Information shown:
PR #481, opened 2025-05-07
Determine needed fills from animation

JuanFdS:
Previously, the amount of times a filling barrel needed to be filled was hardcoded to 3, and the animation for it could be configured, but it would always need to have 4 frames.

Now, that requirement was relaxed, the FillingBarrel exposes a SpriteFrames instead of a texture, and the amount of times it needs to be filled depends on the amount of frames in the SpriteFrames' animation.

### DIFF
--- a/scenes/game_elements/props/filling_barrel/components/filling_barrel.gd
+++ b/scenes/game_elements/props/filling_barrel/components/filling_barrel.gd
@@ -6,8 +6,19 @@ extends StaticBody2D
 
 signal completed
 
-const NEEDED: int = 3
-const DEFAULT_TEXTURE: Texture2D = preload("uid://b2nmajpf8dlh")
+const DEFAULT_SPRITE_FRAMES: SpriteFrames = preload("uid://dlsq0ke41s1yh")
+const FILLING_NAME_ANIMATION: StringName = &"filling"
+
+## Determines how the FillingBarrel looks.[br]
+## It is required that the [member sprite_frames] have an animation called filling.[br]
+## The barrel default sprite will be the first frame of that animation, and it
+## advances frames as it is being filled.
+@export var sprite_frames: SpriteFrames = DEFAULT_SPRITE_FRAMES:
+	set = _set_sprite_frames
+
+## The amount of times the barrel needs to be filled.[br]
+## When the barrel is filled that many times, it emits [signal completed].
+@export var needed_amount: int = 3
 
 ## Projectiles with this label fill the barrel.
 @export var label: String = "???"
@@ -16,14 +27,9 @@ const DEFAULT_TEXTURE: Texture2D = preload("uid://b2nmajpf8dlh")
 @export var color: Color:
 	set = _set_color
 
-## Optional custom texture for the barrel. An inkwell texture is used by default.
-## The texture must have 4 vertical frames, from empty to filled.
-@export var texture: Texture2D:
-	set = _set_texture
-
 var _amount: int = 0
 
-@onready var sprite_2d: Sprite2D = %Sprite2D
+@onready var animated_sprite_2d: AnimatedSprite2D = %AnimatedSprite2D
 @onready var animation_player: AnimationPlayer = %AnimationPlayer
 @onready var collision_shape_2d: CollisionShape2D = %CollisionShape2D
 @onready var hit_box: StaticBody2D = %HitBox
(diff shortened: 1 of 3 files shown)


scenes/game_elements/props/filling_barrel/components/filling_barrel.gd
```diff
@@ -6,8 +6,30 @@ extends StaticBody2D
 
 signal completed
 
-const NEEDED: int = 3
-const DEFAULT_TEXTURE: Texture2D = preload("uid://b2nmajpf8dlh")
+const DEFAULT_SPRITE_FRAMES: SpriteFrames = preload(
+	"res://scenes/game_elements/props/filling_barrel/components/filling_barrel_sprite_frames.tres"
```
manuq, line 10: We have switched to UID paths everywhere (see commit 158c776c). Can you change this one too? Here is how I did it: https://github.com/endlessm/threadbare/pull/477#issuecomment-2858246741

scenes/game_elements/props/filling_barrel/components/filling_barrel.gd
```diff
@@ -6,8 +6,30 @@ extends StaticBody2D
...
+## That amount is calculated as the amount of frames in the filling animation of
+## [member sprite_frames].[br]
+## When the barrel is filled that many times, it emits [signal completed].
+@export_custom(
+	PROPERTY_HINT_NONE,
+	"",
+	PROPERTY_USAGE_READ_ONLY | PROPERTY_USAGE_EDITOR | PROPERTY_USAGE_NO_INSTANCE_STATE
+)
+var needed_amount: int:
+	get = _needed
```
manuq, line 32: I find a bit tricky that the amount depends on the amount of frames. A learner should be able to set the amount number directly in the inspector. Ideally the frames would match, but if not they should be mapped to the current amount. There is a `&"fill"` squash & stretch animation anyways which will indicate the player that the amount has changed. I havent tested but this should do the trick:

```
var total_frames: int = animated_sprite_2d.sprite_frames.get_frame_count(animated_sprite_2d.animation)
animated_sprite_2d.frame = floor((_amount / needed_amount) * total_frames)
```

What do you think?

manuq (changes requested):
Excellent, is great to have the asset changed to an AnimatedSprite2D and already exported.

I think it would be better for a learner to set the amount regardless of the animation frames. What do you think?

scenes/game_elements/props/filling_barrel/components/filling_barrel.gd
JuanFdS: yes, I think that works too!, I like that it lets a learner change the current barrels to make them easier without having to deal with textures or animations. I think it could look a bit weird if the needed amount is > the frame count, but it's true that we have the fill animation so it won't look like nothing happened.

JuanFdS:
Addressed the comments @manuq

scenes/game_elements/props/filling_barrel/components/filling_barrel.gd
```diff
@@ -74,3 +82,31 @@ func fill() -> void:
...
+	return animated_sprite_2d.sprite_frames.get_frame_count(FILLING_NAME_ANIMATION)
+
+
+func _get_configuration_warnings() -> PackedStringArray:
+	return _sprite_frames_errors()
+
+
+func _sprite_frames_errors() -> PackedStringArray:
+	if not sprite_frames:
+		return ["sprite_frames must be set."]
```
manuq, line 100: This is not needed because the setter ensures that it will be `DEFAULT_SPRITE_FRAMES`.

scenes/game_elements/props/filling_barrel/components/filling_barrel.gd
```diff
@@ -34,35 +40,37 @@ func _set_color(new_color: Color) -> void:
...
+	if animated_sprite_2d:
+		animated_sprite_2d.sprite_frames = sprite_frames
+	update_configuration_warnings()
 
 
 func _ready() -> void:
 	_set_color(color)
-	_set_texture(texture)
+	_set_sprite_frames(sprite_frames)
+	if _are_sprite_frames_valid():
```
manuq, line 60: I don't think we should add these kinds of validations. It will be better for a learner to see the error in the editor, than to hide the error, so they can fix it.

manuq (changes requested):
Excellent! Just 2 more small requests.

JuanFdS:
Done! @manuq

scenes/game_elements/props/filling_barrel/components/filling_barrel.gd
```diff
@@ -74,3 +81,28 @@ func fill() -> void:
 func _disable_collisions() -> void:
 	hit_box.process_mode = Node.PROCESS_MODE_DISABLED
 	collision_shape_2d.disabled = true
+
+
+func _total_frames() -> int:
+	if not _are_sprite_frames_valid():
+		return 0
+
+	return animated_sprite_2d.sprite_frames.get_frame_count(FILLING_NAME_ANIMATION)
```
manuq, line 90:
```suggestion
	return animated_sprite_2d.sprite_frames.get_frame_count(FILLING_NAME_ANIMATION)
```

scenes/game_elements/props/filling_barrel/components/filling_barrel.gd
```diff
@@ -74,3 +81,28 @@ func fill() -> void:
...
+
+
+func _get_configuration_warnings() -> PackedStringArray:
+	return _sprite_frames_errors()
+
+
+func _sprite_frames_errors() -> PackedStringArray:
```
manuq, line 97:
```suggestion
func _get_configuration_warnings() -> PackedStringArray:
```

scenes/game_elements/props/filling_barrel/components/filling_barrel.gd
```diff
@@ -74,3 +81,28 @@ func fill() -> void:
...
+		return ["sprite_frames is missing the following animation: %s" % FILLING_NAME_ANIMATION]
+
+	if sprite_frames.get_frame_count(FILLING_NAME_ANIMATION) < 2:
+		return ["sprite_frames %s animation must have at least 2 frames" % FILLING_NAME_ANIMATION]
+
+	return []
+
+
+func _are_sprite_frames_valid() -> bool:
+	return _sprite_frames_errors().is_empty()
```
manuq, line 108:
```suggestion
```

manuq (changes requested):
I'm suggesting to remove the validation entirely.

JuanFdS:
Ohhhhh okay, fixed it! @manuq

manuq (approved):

Goal of the exercise:
The full listing above needs to be retyped exactly.

The completed task:
PR #481, opened 2025-05-07
Determine needed fills from animation

JuanFdS:
Previously, the amount of times a filling barrel needed to be filled was hardcoded to 3, and the animation for it could be configured, but it would always need to have 4 frames.

Now, that requirement was relaxed, the FillingBarrel exposes a SpriteFrames instead of a texture, and the amount of times it needs to be filled depends on the amount of frames in the SpriteFrames' animation.

### DIFF
--- a/scenes/game_elements/props/filling_barrel/components/filling_barrel.gd
+++ b/scenes/game_elements/props/filling_barrel/components/filling_barrel.gd
@@ -6,8 +6,19 @@ extends StaticBody2D
 
 signal completed
 
-const NEEDED: int = 3
-const DEFAULT_TEXTURE: Texture2D = preload("uid://b2nmajpf8dlh")
+const DEFAULT_SPRITE_FRAMES: SpriteFrames = preload("uid://dlsq0ke41s1yh")
+const FILLING_NAME_ANIMATION: StringName = &"filling"
+
+## Determines how the FillingBarrel looks.[br]
+## It is required that the [member sprite_frames] have an animation called filling.[br]
+## The barrel default sprite will be the first frame of that animation, and it
+## advances frames as it is being filled.
+@export var sprite_frames: SpriteFrames = DEFAULT_SPRITE_FRAMES:
+	set = _set_sprite_frames
+
+## The amount of times the barrel needs to be filled.[br]
+## When the barrel is filled that many times, it emits [signal completed].
+@export var needed_amount: int = 3
 
 ## Projectiles with this label fill the barrel.
 @export var label: String = "???"
@@ -16,14 +27,9 @@ const DEFAULT_TEXTURE: Texture2D = preload("uid://b2nmajpf8dlh")
 @export var color: Color:
 	set = _set_color
 
-## Optional custom texture for the barrel. An inkwell texture is used by default.
-## The texture must have 4 vertical frames, from empty to filled.
-@export var texture: Texture2D:
-	set = _set_texture
-
 var _amount: int = 0
 
-@onready var sprite_2d: Sprite2D = %Sprite2D
+@onready var animated_sprite_2d: AnimatedSprite2D = %AnimatedSprite2D
 @onready var animation_player: AnimationPlayer = %AnimationPlayer
 @onready var collision_shape_2d: CollisionShape2D = %CollisionShape2D
 @onready var hit_box: StaticBody2D = %HitBox
(diff shortened: 1 of 3 files shown)


scenes/game_elements/props/filling_barrel/components/filling_barrel.gd
```diff
@@ -6,8 +6,30 @@ extends StaticBody2D
 
 signal completed
 
-const NEEDED: int = 3
-const DEFAULT_TEXTURE: Texture2D = preload("uid://b2nmajpf8dlh")
+const DEFAULT_SPRITE_FRAMES: SpriteFrames = preload(
+	"res://scenes/game_elements/props/filling_barrel/components/filling_barrel_sprite_frames.tres"
```
manuq, line 10: We have switched to UID paths everywhere (see commit 158c776c). Can you change this one too? Here is how I did it: https://github.com/endlessm/threadbare/pull/477#issuecomment-2858246741

scenes/game_elements/props/filling_barrel/components/filling_barrel.gd
```diff
@@ -6,8 +6,30 @@ extends StaticBody2D
...
+## That amount is calculated as the amount of frames in the filling animation of
+## [member sprite_frames].[br]
+## When the barrel is filled that many times, it emits [signal completed].
+@export_custom(
+	PROPERTY_HINT_NONE,
+	"",
+	PROPERTY_USAGE_READ_ONLY | PROPERTY_USAGE_EDITOR | PROPERTY_USAGE_NO_INSTANCE_STATE
+)
+var needed_amount: int:
+	get = _needed
```
manuq, line 32: I find a bit tricky that the amount depends on the amount of frames. A learner should be able to set the amount number directly in the inspector. Ideally the frames would match, but if not they should be mapped to the current amount. There is a `&"fill"` squash & stretch animation anyways which will indicate the player that the amount has changed. I havent tested but this should do the trick:

```
var total_frames: int = animated_sprite_2d.sprite_frames.get_frame_count(animated_sprite_2d.animation)
animated_sprite_2d.frame = floor((_amount / needed_amount) * total_frames)
```

What do you think?

manuq (changes requested):
Excellent, is great to have the asset changed to an AnimatedSprite2D and already exported.

I think it would be better for a learner to set the amount regardless of the animation frames. What do you think?

scenes/game_elements/props/filling_barrel/components/filling_barrel.gd
JuanFdS: yes, I think that works too!, I like that it lets a learner change the current barrels to make them easier without having to deal with textures or animations. I think it could look a bit weird if the needed amount is > the frame count, but it's true that we have the fill animation so it won't look like nothing happened.

JuanFdS:
Addressed the comments @manuq

scenes/game_elements/props/filling_barrel/components/filling_barrel.gd
```diff
@@ -74,3 +82,31 @@ func fill() -> void:
...
+	return animated_sprite_2d.sprite_frames.get_frame_count(FILLING_NAME_ANIMATION)
+
+
+func _get_configuration_warnings() -> PackedStringArray:
+	return _sprite_frames_errors()
+
+
+func _sprite_frames_errors() -> PackedStringArray:
+	if not sprite_frames:
+		return ["sprite_frames must be set."]
```
manuq, line 100: This is not needed because the setter ensures that it will be `DEFAULT_SPRITE_FRAMES`.

scenes/game_elements/props/filling_barrel/components/filling_barrel.gd
```diff
@@ -34,35 +40,37 @@ func _set_color(new_color: Color) -> void:
...
+	if animated_sprite_2d:
+		animated_sprite_2d.sprite_frames = sprite_frames
+	update_configuration_warnings()
 
 
 func _ready() -> void:
 	_set_color(color)
-	_set_texture(texture)
+	_set_sprite_frames(sprite_frames)
+	if _are_sprite_frames_valid():
```
manuq, line 60: I don't think we should add these kinds of validations. It will be better for a learner to see the error in the editor, than to hide the error, so they can fix it.

manuq (changes requested):
Excellent! Just 2 more small requests.

JuanFdS:
Done! @manuq

scenes/game_elements/props/filling_barrel/components/filling_barrel.gd
```diff
@@ -74,3 +81,28 @@ func fill() -> void:
 func _disable_collisions() -> void:
 	hit_box.process_mode = Node.PROCESS_MODE_DISABLED
 	collision_shape_2d.disabled = true
+
+
+func _total_frames() -> int:
+	if not _are_sprite_frames_valid():
+		return 0
+
+	return animated_sprite_2d.sprite_frames.get_frame_count(FILLING_NAME_ANIMATION)
```
manuq, line 90:
```suggestion
	return animated_sprite_2d.sprite_frames.get_frame_count(FILLING_NAME_ANIMATION)
```

scenes/game_elements/props/filling_barrel/components/filling_barrel.gd
```diff
@@ -74,3 +81,28 @@ func fill() -> void:
...
+
+
+func _get_configuration_warnings() -> PackedStringArray:
+	return _sprite_frames_errors()
+
+
+func _sprite_frames_errors() -> PackedStringArray:
```
manuq, line 97:
```suggestion
func _get_configuration_warnings() -> PackedStringArray:
```

scenes/game_elements/props/filling_barrel/components/filling_barrel.gd
```diff
@@ -74,3 +81,28 @@ func fill() -> void:
...
+		return ["sprite_frames is missing the following animation: %s" % FILLING_NAME_ANIMATION]
+
+	if sprite_frames.get_frame_count(FILLING_NAME_ANIMATION) < 2:
+		return ["sprite_frames %s animation must have at least 2 frames" % FILLING_NAME_ANIMATION]
+
+	return []
+
+
+func _are_sprite_frames_valid() -> bool:
+	return _sprite_frames_errors().is_empty()
```
manuq, line 108:
```suggestion
```

manuq (changes requested):
I'm suggesting to remove the validation entirely.

JuanFdS:
Ohhhhh okay, fixed it! @manuq

manuq (approved):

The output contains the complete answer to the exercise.